Google the model number of the meter.


----------



## emtnut (Mar 1, 2015)

Yank it out ... if hydro comes by, it's a smart meter :jester:


----------



## matt1124 (Aug 23, 2011)

Around here we has digital meters before smart meters. They did not have any communication capabilities. What did you find on the Landis+Gyr website?


----------



## emtnut (Mar 1, 2015)

power said:


> This is the meter on the exterior west wall of my home.
> 
> Is this a Smart Meter?
> 
> I was understanding Smart Meters need to have an "FCC" mark on them, and also a wattage rating of the rf output.






MikeFL said:


> FCC is a US agency. You're in Canada.
> Google the model number of the meter.


Industry Canada up here ( IC ) ... but I have a smart meter, and no FCC or IC visible marks on it.
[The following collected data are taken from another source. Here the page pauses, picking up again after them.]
PR #1477, opened 2017-07-15
review: fix substitution of references to target type in inner type

pvojtechovsky:
Failing test and fix is part of this PR. The problem was found during development of PR #1444, which contains this fix too.


monperrus:
OK for me.

PR #1478, opened 2017-07-15
review: performance of DoNotFurtherTemplateThisElement

pvojtechovsky:
The SubstitutionVisitor throws DoNotFurtherTemplateThisElement, which internally pretty printed the to be skipped element. It is not good idea because:
* it needs time to pretty print that element - why to do it that if nobody ever needs this information?
* it happened to me that printing failed, because the model is substituted only partially at this time. It happened during development of #1444, but it was probably side effect of bug fixed by #1477, so it does not fail anymore. Therefore I am not able to create failing test for this PR.


monperrus:
Indeed. OK for me.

From the Landis and Gyr website ... http://www.landisgyr.com/webfoo/wp-content/uploads/product-files/Residential_Meter_Brochure.pdf

quote ... 
All FOCUS meters feature a single circuit board design
mounted at the front of the meter to allow room for
modular AMI communications or a KYZ option output
board.

You may or may not have the AMI (advanced metering interface) installed, and it may or may not have RF Mesh communication 



emtnut said:


> Yank it out ... if hydro comes by, it's a smart meter :jester:


What this guy said  ... will let you know :laughing:


----------



## MechanicalDVR (Dec 29, 2007)

Looks like a plain old dumb one to me.


----------



## telsa (May 22, 2015)

If the power bill goes unpaid -- and the Poco shuts you off without coming over -- it's a Smart Meter.


----------



## John Valdes (May 17, 2007)

I haven't seen a meter reader in my driveway for as long as I can remember.
When I called the POCO, they said they were reading it remotely.
Funny part is, its a standard spinning wheel analog meter.
I could not talk to a CSR about this rationally so I just let it go.
But how in the hell are they reading my meter remotely when its not a smart meter.
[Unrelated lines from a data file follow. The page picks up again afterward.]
PR #1480, opened 2017-07-17
fix(reference): fix getTypeReference of an unknown class that has the same name that an existing class

### LINKED ISSUE #1475: ctClass#getSuperclass returns the current class
The class [it.feio.android.omninotes.models.Attachement](https://github.com/federicoiosue/Omni-Notes/blob/9ebbc0151950f8f9ec69326a9f4decc3db290f4d/omniNotes/src/main/java/it/feio/android/omninotes/models/Attachment.java) will return itself when `getSuperclass()` is called.

This happens in noclasspath mode

tdurieux:
fix #1475

### DIFF
--- a/src/main/java/spoon/support/compiler/jdt/ReferenceBuilder.java
+++ b/src/main/java/spoon/support/compiler/jdt/ReferenceBuilder.java
@@ -540,6 +540,10 @@ public class ReferenceBuilder {
 			CtPackageReference packageReference = index >= 0 ? packageFactory.getOrCreate(concatSubArray(namesParameterized, index)).getReference() : packageFactory.topLevel();
 			inner.setPackage(packageReference);
 		}
+		if (!res.toString().replace(", ?", ",?").endsWith(CharOperation.toString(ref.getParameterizedTypeName()))) {
+			// verify that we did not match a class that have the same name in a different package
+			return this.jdtTreeBuilder.getFactory().Type().createReference(CharOperation.toString(ref.getParameterizedTypeName()));
+		}
 		return res;
 	}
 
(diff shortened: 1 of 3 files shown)


src/main/java/spoon/support/compiler/jdt/ReferenceBuilder.java
```diff
@@ -540,6 +540,10 @@ private boolean isCorrectTypeReference(TypeReference ref) {
 			CtPackageReference packageReference = index >= 0 ? packageFactory.getOrCreate(concatSubArray(namesParameterized, index)).getReference() : packageFactory.topLevel();
 			inner.setPackage(packageReference);
 		}
+		if (!res.toString().replace(", ?", ",?").endsWith(CharOperation.toString(ref.getParameterizedTypeName()))) {
```
monperrus: a call to toString seems bad and brittle, is there another solution?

My neighbors meter is on the back of his house and there is no alley. So they are either averaging or lying.
They do show KW used vs last read on my bill. 

I maybe its time to read my own meter to see if my numbers match theirs?


----------



## FaultCurrent (May 13, 2014)

The Residential Smart meter has the ability to display and send info on KW and KWh at any instant. It can send peak and total usage remotely and most importantly, Time of Use. This is the point of Smart Meters, to be able to allow utilities to charge you at different hours different rates. Time of Use is coming to residential. This idea that it allows you to save $$ by reading your own consumption at any time is just a smokescreen to hide whats planned in the future.

Remote meter reading is not the same as a smart meter. Remote reading can be done using different methods. Here a SCE van drives through the neighborhood picking up the signal sent from each meter. It doesn't have to be a Smart Meter to be read remotely.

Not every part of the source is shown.